So while the CERT does use some examples from system interfaces its not a
standard for programming the system interfaces for POSIX or Windows. It looks
like there trying to limit the standard to ISO C. The examples you gave fall
into the system interface category. POSIX is huge and the same for Windows,
much bigger then ISO C.

I think in order to explain conventions for a system interface you really need
a longer form publication like a book. So you can take 50 pages to describe an
interface and how to use it and show examples etc.

The best way that I have found to figure this stuff out is the standard way.
You get a copy of all the relevant standards as a foundation, ISO, POSIX,
Window and stuff like CERT. Then you you get some of the system programming
books (listed below). Then you find get some good reference code that show
best practice. usually code from the operating system or utilities. Lastly
read all the compiler docs and tool docs to set up the best code analysis
framework you can.

These are a few system programming books that I use.

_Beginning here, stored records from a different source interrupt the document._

PR #12999, opened 2022-08-16
enable mypy for NFT wallet

arvidn:
This removes the nft_wallet from the mypy exemption, and fixes the type annotations.


chia/wallet/util/debug_spend_bundle.py
```diff
@@ -20,7 +20,7 @@
 # we may need also to save the `genesis_coin_mod` or its hash
 
 
-def disassemble(sexp):
+def disassemble(sexp: Program):
```
trepca, line 23: should `sexp` be renamed to `program` ?

trepca (approved):
thanks!

chia/wallet/util/debug_spend_bundle.py
arvidn: `Program` derives from `SExp`, so they are interchangeable to some extent. Perhaps the type annotation really should be `SExp`. But I don't think it really matters that much, we only use this for programs afaict.

PR #13000, opened 2022-08-16
Fix the DBWrapper test

arvidn:
The original test was incorrectly assuming co-routines would be scheduled before being waited on.


almogdepaz (dismissed):

almogdepaz (approved):
lgtm

mariano54 (approved):

PR #13190, opened 2022-08-26
Puzzle driver type annotations

arvidn:
for bite sized reviews, each commit can be reviewed independently

### DIFF
--- a/chia/wallet/cat_wallet/cat_outer_puzzle.py
+++ b/chia/wallet/cat_wallet/cat_outer_puzzle.py
@@ -1,5 +1,5 @@
 from dataclasses import dataclass
-from typing import Any, Callable, List, Optional
+from typing import Callable, List, Optional
 
 from chia.types.blockchain_format.coin import Coin
 from chia.types.blockchain_format.program import Program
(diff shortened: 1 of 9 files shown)


chia/wallet/cat_wallet/cat_outer_puzzle.py
```diff
@@ -45,16 +44,18 @@ def get_inner_puzzle(self, constructor: PuzzleInfo, puzzle_reveal: Program) -> O
         if args is None:
             raise ValueError("This driver is not for the specified puzzle reveal")
         _, _, inner_puzzle = args
-        if constructor.also() is not None:
-            deep_inner_puzzle: Optional[Program] = self._get_inner_puzzle(constructor.also(), inner_puzzle)
+        also = constructor.also()
```
arvidn, line 47: the reason to name a variable for `also` is that mypy needs to know that we checked it against `None` in order to consider it a `PuzzleInfo` object. the method call `also()` always returns an `Optional[PuzzleInfo]` which isn't compatible with `_get_inner_puzzle()` (for example). It doesn't take an `Optional`

Quexington (approved):
The last commit will have to be undone if a future outer puzzle comes along that needs to make use of calculating other asset IDs but this will likely be refactored anyway before that happens, if ever.

trepca (approved):

jack60612 (commented):
sorry for the delayed review, looks good

PR #13192, opened 2022-08-26
catchup: into release/1.6.0 from long_lived/atari  @ 72491c5cdce1a15c3dbd1fc21cfd52e38f8d1894

altendky:
Source hash: 72491c5cdce1a15c3dbd1fc21cfd52e38f8d1894

Draft for:
- [x] GUI pinned to merge of https://github.com/Chia-Network/chia-blockchain-gui/pull/967
- [x] May want a different GUI pin.  If not we'll need to cherry pick other things into release first to deal with the installer.


emlowe (dismissed):
Approved

emlowe (approved):

chia/cmds/configure.py
```diff
@@ -92,6 +93,13 @@ def configure(
             config["full_node"]["target_peer_count"] = int(set_peer_count)
             print("Target peer count updated")
             change_made = True
+        if enable_data_server:
+            config["data_layer"]["run_server"] = str2bool(enable_data_server)
```
aqk, line 97: Are you guaranteed to have the `data_layer` yaml node at this point?

chia/cmds/configure.py
```diff
@@ -260,6 +270,12 @@ def configure(
     help="configures the seeder nameserver setting. Ex: `example.com.`",
     type=str,
 )
+@click.option(
+    "--enable-data-server",
+    "--data-server",
```
aqk, line 275: I see that `click.Choice` accepts any argument in the array.
`--enable-data-server false` is more clear to me than `--data-server false`
I would only keep one of them.

If you wanted to keep both, it might be good to have `--enable-data-server` and `--disable-data-server`

chia/cmds/data_funcs.py
```diff
@@ -0,0 +1,309 @@
...
+        exc: Optional[BaseException],
+        traceback: Optional[TracebackType],
+    ) -> None:
+        if self._client is None:
+            return
+        self._client.close()
+        await self._client.await_closed()
+
+
+async def create_data_store_cmd(rpc_port: Optional[int], fee: Optional[str]) -> None:
```
aqk, line 47: It's probably okay to force the caller to give you `rpc_port` - you could remove `Optional` here in that case.

chia/cmds/data_funcs.py
```diff
@@ -0,0 +1,309 @@
...
+
+async def get_owned_stores_cmd(rpc_port: Optional[int]) -> None:
+    try:
+        async with get_client(rpc_port) as (client, rpc_port):
+            res = await client.get_owned_stores()
+            print(res)
+    except aiohttp.ClientConnectorError:
+        print(f"Connection error. Check if data is running at {rpc_port}")
+    except Exception as e:
+        print(f"Exception from 'data': {e}")
```
aqk, line 309: I really like how clear the functions in `data_funcs.py` are.

chia/cmds/data_funcs.py
```diff
@@ -0,0 +1,309 @@
...
+
+async def create_data_store_cmd(rpc_port: Optional[int], fee: Optional[str]) -> None:
+    final_fee = None
+    if fee is not None:
+        final_fee = uint64(int(Decimal(fee) * units["chia"]))
+    try:
+        async with get_client(rpc_port) as (client, rpc_port):
+            res = await client.create_data_store(fee=final_fee)
+            print(res)
+    except aiohttp.ClientConnectorError:
```
aqk, line 55: Error handling code would benefit from  de-duping.

chia/cmds/wallet_funcs.py
```diff
@@ -58,12 +58,12 @@ def print_transaction(tx: TransactionRecord, verbose: bool, name, address_prefix
...
 def get_mojo_per_unit(wallet_type: WalletType) -> int:
     mojo_per_unit: int
-    if wallet_type == WalletType.STANDARD_WALLET or wallet_type == WalletType.POOLING_WALLET:
+    if wallet_type in {WalletType.STANDARD_WALLET, WalletType.POOLING_WALLET, WalletType.DATA_LAYER}:
         mojo_per_unit = units["chia"]
     elif wallet_type == WalletType.CAT:
         mojo_per_unit = units["cat"]
     else:
-        raise LookupError("Only standard wallet, CAT wallets, and Plot NFTs are supported")
+        raise LookupError(f"Operation is not supported for Wallet type {wallet_type.name}")
```
aqk, line 66: Nice and generic.

chia/data_layer/data_layer_errors.py
```diff
@@ -0,0 +1,40 @@
+from typing import Iterable, List
+
+from chia.types.blockchain_format.sized_bytes import bytes32
+
+
+class IntegrityError(Exception):
```
aqk, line 6: Better log this. Not connected yet?

chia/data_layer/data_layer_server.py
```diff
@@ -0,0 +1,60 @@
...
+    root_path: Path
+    config: Dict[str, Any]
+    log: logging.Logger
+
+    async def start(self) -> None:
+        self.log.info("Starting Data Layer Server.")
+        self.port = self.config["host_port"]
+
+        # Setup UPnP for the data_layer_service port
+        self.upnp: UPnP = UPnP()
```
aqk, line 24: Does the UPnP library we are using allow separate instances of the object without causing conflicts?

chia/data_layer/data_layer_server.py
```diff
@@ -0,0 +1,60 @@
...
+        app.add_routes([web.get("/{filename}", self.file_handler)])
+        self.runner = web.AppRunner(app)
+        await self.runner.setup()
+        self.site = web.TCPSite(self.runner, self.config["host_ip"], port=self.port)
+        await self.site.start()
+        self.log.info("Started Data Layer Server.")
+
+    async def stop(self) -> None:
+        self.upnp.release(self.port)
+        # this is a blocking call, waiting for the UPnP thread to exit
```
aqk, line 42:
```suggestion
        # upnp.release() is a blocking call, waiting for the UPnP thread to exit
```

chia/data_layer/dl_wallet_store.py
```diff
@@ -0,0 +1,329 @@
...
+        uint32(row[7]),
+        uint64(row[8]),
+    )
+
+
+def _row_to_mirror(row: Row) -> Mirror:
+    urls: List[bytes] = []
+    byte_list: bytes = row[3]
+    while byte_list != b"":
+        length = uint16.from_bytes(byte_list[0:2])
```
aqk, line 34: Could use `struct.unpack` here

chia/data_layer/dl_wallet_store.py
```diff
@@ -0,0 +1,329 @@
...
+    @classmethod
+    async def create(cls: Type[_T_DataLayerStore], db_wrapper: DBWrapper2) -> _T_DataLayerStore:
+        self = cls()
+
+        self.db_wrapper = db_wrapper
+
+        async with self.db_wrapper.writer_maybe_transaction() as conn:
+            await conn.execute(
+                (
+                    "CREATE TABLE IF NOT EXISTS singleton_records("
```
aqk, line 57: Using a version field in this schema might help later.

chia/data_layer/dl_wallet_store.py
```diff
@@ -0,0 +1,329 @@
...
+        self,
+        launcher_id: bytes32,
+        min_generation: Optional[uint32] = None,
+        max_generation: Optional[uint32] = None,
+        num_results: Optional[uint32] = None,
+    ) -> List[SingletonRecord]:
+        """
+        Returns stored singletons with a specific launcher ID.
+        """
+        query_params: List[Union[bytes32, uint32]] = [launcher_id]
```
aqk, line 129: Nice that all objects are the same size here. Much easier to debug.

chia/data_layer/download_data.py
```diff
@@ -0,0 +1,184 @@
...
+        node_hash = bytes32(bytes.fromhex(raw_node_hash))
+        generation = int(raw_generation)
+    except ValueError:
+        return False
+
+    if len(rest) > 0:
+        return False
+
+    # TODO: versions should probably be centrally defined
+    if raw_version != "v1.0.dat":
```
aqk, line 39: nice

chia/data_layer/download_data.py
```diff
@@ -0,0 +1,184 @@
...
+async def insert_into_data_store_from_file(
+    data_store: DataStore,
+    tree_id: bytes32,
+    root_hash: Optional[bytes32],
+    filename: Path,
+) -> None:
+    with open(filename, "rb") as reader:
+        while True:
+            chunk = b""
+            while len(chunk) < 4:
```
aqk, line 60: If we switch to `struct.unpack`, we could version the format strings to match our data store version.

chia/data_layer/download_data.py
```diff
@@ -0,0 +1,184 @@
...
+    data_store: DataStore,
+    tree_id: bytes32,
+    root: Root,
+    foldername: Path,
+    override: bool = False,
+) -> bool:
+    if root.node_hash is not None:
+        node_hash = root.node_hash
+    else:
+        node_hash = bytes32([0] * 32)  # todo change
```
aqk, line 97: Is there one global root, or is it per-singleton?

chia/data_layer/download_data.py
```diff
@@ -0,0 +1,184 @@
...
+
+    await data_store.insert_root_with_ancestor_table(tree_id=tree_id, node_hash=root_hash, status=Status.COMMITTED)
+
+
+async def write_files_for_root(
+    data_store: DataStore,
+    tree_id: bytes32,
+    root: Root,
+    foldername: Path,
+    override: bool = False,
```
aqk, line 92:
```suggestion
    overwrite: bool = False,
```

`override = True` is a lot bigger danger to their data; better to make this flag stand out.

chia/data_layer/download_data.py
```diff
@@ -0,0 +1,184 @@
...
+        except Exception:
+            await data_store.server_misses_file(tree_id, server_info, timestamp)
+            raise
+
+        log.info(f"Successfully downloaded delta file {filename}.")
+        try:
+            await insert_into_data_store_from_file(
+                data_store,
+                tree_id,
+                None if root_hash == bytes32([0] * 32) else root_hash,
```
aqk, line 159:
```suggestion
                None if root_hash == DEFAULT_ROOT_HASH else root_hash,
```

Should be a constant so you can be sure you catch them all when you replace.

chia/cmds/configure.py
altendky: Yeah, there's that hazard.  I'm on the fence about fixing it ad-hoc here.  It's both more of a hazard with data layer being new and also an existing hazard for everything here I think.  Anyways, https://github.com/Chia-Network/chia-blockchain/pull/13199.

chia/wallet/wallet_puzzle_store.py
```diff
@@ -39,11 +39,12 @@ async def create(cls, db_wrapper: DBWrapper2, cache_size: uint32 = uint32(600000
                     "CREATE TABLE IF NOT EXISTS derivation_paths("
                     "derivation_index int,"
                     " pubkey text,"
-                    " puzzle_hash text PRIMARY KEY,"
```
aqk, line 42: Did we ever release the table version with `puzzle_hash text PRIMARY KEY`?

If so, we'll have to do a DB migration for clients that already have the `derivation_paths` table.

aqk (approved):
I understand this is mainly a review to see if merging into main / release won't affect other code. ie. No merge errors. So, I'm not requesting changes for this merge.

Since this is one of the last merges before release, I wanted to take a closer look. Everything looks great, except for a change to the database schema in the `derivation_paths` table. Please take a look at my comment in chia/wallet/wallet_puzzle_store.py

We might need to tackle that in another PR if it is an issue.

chia/wallet/wallet_puzzle_store.py
altendky: That's what's on `main` for quite awhile and multiple releases, yes.  It was only discovered as a bug because data layer had another bug where it reused other wallet's puzzle hashes.  This has been discussed and deemed ok as is.  Nobody _needs_ the change.  When they rebuild their db they will get the change.  If we actually need this in the future we can do an official migration.

chia/cmds/data_funcs.py
altendky: The entire CLI system needs a big overhaul in this regard, absolutely.  Also, replace the callback-based helpers with context managers so they don't need to be aware of the code 'inside' them.

chia/cmds/data_funcs.py
altendky: I'm a bit tempted to agree that moving the config handling out of here and into the CLI might be overall sensible.  There's definitely a relationship between config, CLI options, and environment variables where they all mix and override each other.  A quick search seems to show many `config` references in both the CLI and 'func' files so I'm not immediately sure which is more normal presently.

Overall, I think it would be ok to leave this for an overhaul of the entire CLI.

chia/data_layer/data_layer_errors.py
altendky: I'm not quite sure what you mean.  This is a base class to group some of the other exceptions below in the exception hierarchy.

chia/data_layer/data_layer_server.py
altendky: I don't know.  While the data layer file propagation service 'structure' is in flux, it does not and will not exist in the full node process.  Is that what you were concerned about?  Or concerned about two instances even in separate processes on the same computer?

chia/data_layer/data_layer_server.py
altendky: Pretty sure this does refer to the shutdown call below it.  Clarified in https://github.com/Chia-Network/chia-blockchain/pull/13216.

chia/data_layer/download_data.py
altendky: More like per-singleton.  Though a singleton has history and there's a root for each generation in that history.

chia/cmds/configure.py
altendky: Or perhaps https://github.com/Chia-Network/chia-blockchain/pull/13220 instead.

chia/cmds/configure.py
fchirica: https://github.com/Chia-Network/chia-blockchain/pull/13222

chia/data_layer/download_data.py
fchirica: Made a PR to change `override` to `overwrite`: https://github.com/Chia-Network/chia-blockchain/pull/13224

chia/data_layer/data_layer_errors.py
aqk: Ah, I see

chia/data_layer/data_layer_server.py
aqk: I was concerned even in the separate process case, in the unlikely case that they both choose the same port. But otherwise, I think separate process handles all the other potential issues.

chia/data_layer/download_data.py
fchirica: use `struct.unpack` only for this line:`size = int.from_bytes(chunk, byteorder="big")`?

chia/data_layer/data_layer_server.py
altendky: I may not know enough about how UPnP works.  The processes pick their own ports as normal, which will be different for different services by design.  Separately UPnP connects to the router to try to request the port forwarding from service's port on the router to the service's port on the local system.  Is one of those ports what you were worried about colliding?  Or is there another port involved in UPnP.

chia/data_layer/dl_wallet_store.py
altendky: @Quexington, ping on a specific comment from Adam.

(best intro book) GNU/Linux Application Programming
[https://www.amazon.com/GNU-Linux-Application-
Programming/dp/...](https://www.amazon.com/GNU-Linux-Application-
Programming/dp/1584505680/ref=sr_1_3?ie=UTF8&qid=1491440469&sr=8-3&keywords=linux+application+programming)

UNIX Systems Programming [https://www.amazon.com/UNIX-Systems-Programming-
Communicatio...](https://www.amazon.com/UNIX-Systems-Programming-
Communication-
Concurrency/dp/0130424110/ref=sr_1_1?ie=UTF8&qid=1491440175&sr=8-1&keywords=unix+system+programming)

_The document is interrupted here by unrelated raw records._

PR #13193, opened 2022-08-26
correct port reference in data layer test

altendky:
Draft for:
- [x] based on https://github.com/Chia-Network/chia-blockchain/pull/13192, merge after it is


altendky:
We don't have the data file propagation server setup so the data won't get across the wallets, but the root hash updates can still be monitored.

AmineKhaldi (approved):

emlowe (approved):

PR #13203, opened 2022-08-27
use rust parser for Program.from_bytes()

arvidn:
This significantly speeds up parsing of puzzles in the wallet. Especially with generalized NFTs with nested puzzles.

I consider this a stop-gap until we get @richardkiss new clvm parser that's compatible with the existing python API.

To quantify this gain:

| --- | --- | --- | --- |
| Offer.from_bytes() | 8.05s | 6.55s | 81.4% |

note how the `to_program()` frame disappears from the profile:

before:
offer-parsing-main

after:
offer-parsing-patched

### DIFF
--- a/chia/types/blockchain_format/program.py
+++ b/chia/types/blockchain_format/program.py
@@ -1,3 +1,4 @@
+from __future__ import annotations
 import io
 from typing import Callable, Dict, List, Set, Tuple, Optional, Any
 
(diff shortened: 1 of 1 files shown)


chia/types/blockchain_format/program.py
```diff
@@ -32,11 +33,18 @@ def stream(self, f):
         sexp_to_stream(self, f)
 
     @classmethod
-    def from_bytes(cls, blob: bytes) -> "Program":
-        f = io.BytesIO(blob)
-        result = cls.parse(f)  # noqa
-        assert f.read() == b""
-        return result
+    def from_bytes(cls, blob: bytes) -> Program:
```
richardkiss, line 36:
```suggestion
    def from_bytes(cls, blob: bytes) -> "Program":
```

I thought we had to quote `Program` here because it's not in scope until the entire `Program` class is parsed.

richardkiss (approved):
What a glorious hack! I love it.

chia/types/blockchain_format/program.py
arvidn: that's true, unless you `from __future__ import annotations` at the top

trepca (approved):
💯

PR #13204, opened 2022-08-27
implement a more efficient Program.uncurry()

arvidn:
This significantly speeds up parsing generalized offers, especially with nested puzzles. We do a lot of uncurrying when matching puzzles to types of coins.

This also drops the dependency of clvm_tools.uncurry.

To quantify the speed-up:

| --- | --- | --- | --- |
| Offer.from_bytes() | 7.8s | 3.73s | 47.8% |
| uncurry CPU | 53.93% | 5.24% | 9.72% |

before:
offer-parsing-main

after:

offer-parsing-patched

### DIFF
--- a/chia/types/blockchain_format/program.py
+++ b/chia/types/blockchain_format/program.py
@@ -1,3 +1,4 @@
+from __future__ import annotations
 import io
 from typing import Callable, Dict, List, Set, Tuple, Optional, Any
 
@@ -6,7 +7,6 @@ from clvm.casts import int_from_bytes
 from clvm.EvalError import EvalError
 from clvm.serialize import sexp_from_stream, sexp_to_stream
 from chia_rs import MEMPOOL_MODE, run_chia_program, serialized_length, run_generator, tree_hash
-from clvm_tools.curry import uncurry
 
 from chia.types.blockchain_format.sized_bytes import bytes32
 from chia.util.hash import std_hash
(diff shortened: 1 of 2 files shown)


chia/types/blockchain_format/program.py
```diff
@@ -136,11 +136,34 @@ def curry(self, *args) -> "Program":
...
+            ev = next(i)
+            # the first instruction is eval
+            if ev.atom != b"\x02":
+                return self, self.to(0)
+            quoted_inner = next(i)
+            # then the quoted inner mod
+            if quoted_inner.pair[0].atom != b"\x01":
+                return self, self.to(0)
+            mod = quoted_inner.pair[1]
+            uncurried_args = next(i)
```
arvidn, line 151: notably, I'm not checking that `i` is now at the end. I get the impression the only way to do that is to call `next()` again and expect a `StopIteration` exception. Is it important to ensure there's no garbage at the end of this list?

The same thing goes for the `ai` iterator below.

chia/types/blockchain_format/program.py
```diff
@@ -136,11 +136,37 @@ def curry(self, *args) -> "Program":
             fixed_args = [4, (1, arg), fixed_args]
         return Program.to([2, (1, self), fixed_args])
 
-    def uncurry(self) -> Tuple["Program", "Program"]:
-        r = uncurry(self)
-        if r is None:
+    def uncurry(self) -> Tuple[Program, Program]:
+        def match(o: SExp, expected: bytes) -> None:
```
trepca, line 140: `assert_match` maybe?

prozacchiwawa (approved):

chia/types/blockchain_format/program.py
arvidn: I was considering using actual `assert` (and catch it), but it would be a bit of an abuse. Perhaps it's me by "assert" implies that failure is a bug (like in systems languages).

trepca (approved):

PR #13205, opened 2022-08-27
don't run the get_offered_coins post-init check

arvidn:
It's very expensive.

@Quexington Is this check a security feature? I get the impression it's mostly a debug assertion

To quantify the cost:

| --- | --- | --- | --- |
| Offer.from_bytes() | 7.73s | 3.57s | 46.18% |

before:
offer-parsing-main

after:
offer-parsing-patched

### DIFF
--- a/chia/wallet/trading/offer.py
+++ b/chia/wallet/trading/offer.py
@@ -97,13 +97,6 @@ class Offer:
         return announcements
 
     def __post_init__(self) -> None:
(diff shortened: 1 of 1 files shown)


arvidn:
I updated this patch to make the same change as what's in `release/1.6.0`. So they should merge well.

Quexington (approved):

trepca (approved):

PR #13211, opened 2022-08-28
introduce an UncurriedPuzzle class

arvidn:
containing the mod and args from a puzzle that has already been uncurried. Pass this around to functions that want to access the uncurried puzzle, to avoid uncurrying the same puzzle multiple times.

This speeds up the wallet, especially for generalized NFTs where puzzles are matched against multiple kinds.

| --- | --- | --- | --- |
| Offer.from_bytes() |  7.82s |  4.99s | 63.81% |
| uncurry() CPU | 54% | 26.36% | 48.81% |
| uncurry() calls | 4600 | 1300 | 28.26% |

Since these measurements were made, other optimizations to `Offer.from_bytes()` as well as `uncurry()` have landed in `main`. The number of calls benchmark should still accurately represent the effect of this patch.

before:
offer-parsing-main

after:

offer-parsing-patched


trepca (approved):
lgtm

PR #13213, opened 2022-08-28
fix performance issue in wallet with offers

arvidn:
Skip parsing (and computing) offers just to get to the involved coins, instead use the DB field for coins_of_interest. This fixes a serious performance issue in wallets containing offers.

@Quexington please confirm that this field is in fact the same as what you get from `get_involved_coins()` on an offer.

| -- | -- | -- | -- |
| chia wallet show | 376s | 0.75s | 0.2% |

Advanced Programming in the UNIX Environment [https://www.amazon.com/Advanced-
Programming-UNIX-Environment...](https://www.amazon.com/Advanced-Programming-
UNIX-
Environment-3rd/dp/0321637739/ref=sr_1_3?ie=UTF8&qid=1491440175&sr=8-3&keywords=unix+system+programming)

Windows System Programming [https://www.amazon.com/Programming-Paperback-
Addison-Wesley-...](https://www.amazon.com/Programming-Paperback-Addison-
Wesley-Microsoft-
Technology/dp/0134382250/ref=sr_1_1?ie=UTF8&qid=1491440172&sr=8-1&keywords=windows+system+programming)

The Linux Programming Interface
[http://www.man7.org/tlpi/](http://www.man7.org/tlpi/)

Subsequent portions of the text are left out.